Hines v. Trantham
This text of 27 Ala. 359 (Hines v. Trantham) is published on Counsel Stack Legal Research, covering Supreme Court of Alabama primary law. Counsel Stack provides free access to over 12 million legal documents including statutes, case law, regulations, and constitutions.
Opinion
Tenants in common of land may maintain separate actions of trespass to try titles, for their interests. Craig v. Taylor, 6 B. Monroe, 451 ; Baker v. The Heirs of Chastang, 18 Ala. R. 417 ; Childers v. Tankersley, 28 ib. 781; Adams on Ejectment, 211.

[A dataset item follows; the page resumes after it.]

PR #237, opened 2019-10-09
Allow most command-line options to be configured in config file (closes #188)

### LINKED ISSUE #188: Allow all command-line options to be configured in config file
First of all, thank you for your work on topgrade! It's an incredibly useful tool.

I have one request: it would be nice to allow configuring  all command-line options from the config file. As far as I can tell, at the moment `disable` is the only one that can be specified both in the config file or in  the command line. It would be useful  to allow all others as well, this would make it easier to configure the default behavior of  the tool (e.g. with `tmux`, `no-retry`, `keep`, etc.)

Upon the facts shown in the bill of exceptions, Mrs. Hines was one of the heirs of her father, and also one of the heirs of her sister, Mrs. Crimm. In 1845, Mrs. Crimm died, without issue, and her husband died before this suit was commenced. Conceding, then, that the proceedings of the Orphans’ Court óf Pickens county, and of the commissioners appointed by it, are void, and did not invest Mrs. Crimm with title to any land ; yet, as one of the heirs of her father, she had such an interest in his land, as would, upon her death without issue, descend to Mrs. Hines, as one of her heirs, and entitle her husband and her to maintain trespass to try titles, to recover that interest. This plain legal proposition is denied by the fourth charge of the court below, as we understand that charge, and as the jury doubtless understood it. In this, the court below erred ; and for that error, there must be a reversal, although there may be defects in the plaintiff’s proof on other material points — it not appearing that these defects cannot be supplied on another trial. — Cotten v. Thompson, 25 Ala. R. 671.
Judgment reversed, and cause remanded.